THOUGHTS: How will I make it through three more months? Crossfit? – nah. Pants? – nah. Shoes? – none of them fit. Serious issues in life that needs my attention – couldn’t be bothered. Shoe laces that come undone – dead to me.

BUT, during this time, the worse you feel, the more people will come up to you saying how “absolutely stunning” you look. I suppose that’s what saves me every time. Knowing that even though I feel VERY very pregnant and uncomfortable, people seem to notice only the beauty of my adventure. And with that said, the biggest reward of the third trimester, is feeling that little body dancing inside of you. His little kicks, punches and stretches takes away all the aches and pains, and you just love him more and more each day. He makes me realise, it’s really not that bad, and I’ll do this all over again if it means that I can create another miracle just like him.

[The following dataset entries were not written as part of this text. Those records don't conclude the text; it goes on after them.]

PR #49, opened 2016-11-07
Unpin dependencies in setup.py

cpennington:


jmbowman:
It looks like this has already effectively been done, but in a slightly different manner (the requirements file constraints were loosened); close the PR?

PR #124, opened 2018-05-14
schedule messages for user ready events

theJohnnyBrown:
Creates an [event indicating the user is ready to export](https://www.pivotaltracker.com/story/show/156697443) in anticipation of ActionKit export and other uses which may arise.


src/user_works/handlers.clj
```diff
@@ -288,7 +316,8 @@
         user-entity (user/find-by-id db-after user-id)
         user (user/entity->user user-entity)]
     (when (= :created result)
-      (async/put! events-chan user))
+      (async/put! events-chan user)
+      (schedule-user-ready-event scheduled/schedule-message-faf {:user-id (:id user)}))
```
mrichards42: I don't know if this falls within the scope of the user-ready event, but it would be helpful to have the hostname in the message as well since crm-works will have to make decisions about what to do with the user based on the hostname.

theJohnnyBrown: The pattern I saw in election-notification-works (which responds to scheduled user events in a similar way) is that it gets the user ID from the event and then calls the `user-works.user.read` endpoint to rehydrate the user object. I wouldn't mind including the whole user record here but you'll probably need to reload it anyway in case more data was added.

That said, I assume we always have the hostname so I'll include that at the very least :)

resources/config.edn
```diff
@@ -85,6 +85,17 @@
            :external-services [{:queue "address.civic-info"
                                 :channel user-works.channels/addresses
                                 :response true
+                                :timeout 30000}
+                               {:queue "scheduled-message-works.message.schedule-faf"
```
katrinamariehh: what is `faf` meant to stand for here? this may not need a change, just curios

src/user_works/handlers.clj
```diff
@@ -14,6 +16,32 @@
             [clj-time.core :as t]
             [clj-time.coerce :as c]))
 
+(defn-traced schedule-user-ready-event
+  "Given a :user-id, schedules ready notifications to go in 10 minutes,
+  depending on ."
```
katrinamariehh: incomplete docstring?

theJohnnyBrown: yep, thanks

resources/config.edn
theJohnnyBrown: [fire-and-forget](https://github.com/democracyworks/kehaar#you-want-to-connect-to-an-external-query-response-service-over-rabbitmq)

PR #125, opened 2018-05-15
Allow passing multiple ocd-ids to export

mrichards42:
This changes the export script to take any number of ocd-ids as arguments (with the last argument still being the output csv file)


dev-src/user_works/export.clj
```diff
@@ -37,18 +37,21 @@
...
                  [?user :user/address ?address]]}
-       db ocd-id))
+       db ocd-ids))
 
-(defn -main [& [ocd-id outfile]] ;; e.g. "ocd-division/country:us/state:az/county:yavapai"
-  (let [export-users (find-users-by-ocd-id users-db ocd-id)]
+(defn -main [& args] ;; e.g. "ocd-division/country:us/state:az/county:yavapai"
+  (let [args (vec args)
+        outfile (peek args)
+        ocd-ids (pop args)
```
gws: These three lines might be combined:

```clojure
[ocd-ids outfile] [(butlast args) (last args)]
```

PR #129, opened 2018-10-25
user export with date ranges

li-at-dw:
[This ticket](https://www.pivotaltracker.com/n/projects/930636/stories/161222475)

Make a uid query that searches on start and end dates.


src/user_works/handlers.clj
```diff
@@ -491,15 +493,13 @@
...
 
 (defn-traced user-signups-by-hostnames*
-  [{:keys [hostnames] :as message}]
+  [{:keys [hostnames start-date end-date] :as message}]
   (log/debug "Handling request for user-ids with sign-up-time for:"
              (pr-str message))
   (s/validate user-ids-by-hostnames-schema message)
   {:status :ok
-   :user-signups (if (= hostnames :all)
-                   (user/all-uids-with-signup (db/db))
```
mrichards42: Is this function used anywhere else, or can we get rid of it now?

src/user_works/entities/user.clj
```diff
@@ -104,13 +104,30 @@
...
+(defn-traced find-uids-with-signup-by-hostnames
+  "Find UIDs and signup times, filtering by hostnames, and
+   start and end dates.  If hostnames is :all, there will be
+   no filtering by hostnames.  start-date and end-date are optional
+   as well."
+  [db hostnames start-date end-date]
+   (let [query-form {:find '[?id ?sign-up-time]
+                     :in '[$]
+                     :where '[]}
+         hn-all (not= hostnames :all)
```
mrichards42: This variable name makes me think that it means that we _are_ asking for all hostnames

src/user_works/entities/user.clj
```diff
@@ -104,13 +104,30 @@
...
+         qf-with-dates (cond-> query-form
+                         hn-all (update :in conj '[?hostname ...])
+                         hn-all (update :where conj '[?user :user/hostname ?hostname])
+                         true (update :where conj '[?user :user/sign-up-time ?sign-up-time])
+                         start-date (update :in conj '?start-date)
+                         start-date (update :where conj '[(>= ?sign-up-time ?start-date)])
+                         end-date (update :in conj '?end-date)
+                         end-date (update :where conj '[(< ?sign-up-time ?end-date)])
+                         true (update :where conj '[?user :user/id ?id]))
```
mrichards42: This is pretty slick, I like it! I think we had a conversation about `cond->` a while back and I couldn't come up with a good example of when you might use it, but this is perfect.

I wonder if it might be more readable if the `:in` and `:where` clauses were built separately? And this might be a controversial suggestion, but some vertical alignment might make it more readable too:

```clj
  (let [use-hn (not= hostnames :all)
        in (cond-> '[$]
             use-hn     (conj '[?hostname ...])
             start-date (conj '?start-date)
             ,,,)
        where (cond-> []
                use-hn     (conj '[?user :user/hostname ?hostname])
                true       (conj '[?user :user/sign-up-time ?sign-up-time])
                start-date (conj '[(>= ?sign-up-time ?start-date)])
                ,,,)
        args (cond-> [db]
               use-hn     (conj hostnames)
               start-date (conj start-date)
               ,,,)
        query {:find '[?id ?sign-up-time]
               :in in
               :where where}])
```

Or maybe even inline in the query itself?
```clj
  (let [use-hn (not= hostnames :all)
        query {:find '[?id ?sign-up-time]
               :in (cond-> '[$]
                     ,,,)
               :where (cond-> []
                        ,,,)}])
```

With regard to my changing body, I had zero back and pelvis pain during my whole pregnancy, because I have a strong core, bum and hamstrings. I’ve put in the work before pregnancy, so I could just maintain my strength throughout this journey. Being fit and strong really saved me. I would definitely recommend strengthening your body before falling pregnant, and then maintaining your strength as your bump grows. If you haven’t been doing any exercise before falling pregnant, talk to your doctor about pregnancy safe pilates, yoga or stretching classes that you can attend. It will make your journey so much easier and healthier.

Now, with only a few weeks left before my little baby boy enters the world, I’m slowly but surely getting used to feeling pregnant. I’m accepting my rapidly changing body, and I’m taking life a little bit slower, ensuring the final ride for my prince is as safe and relaxed as possible.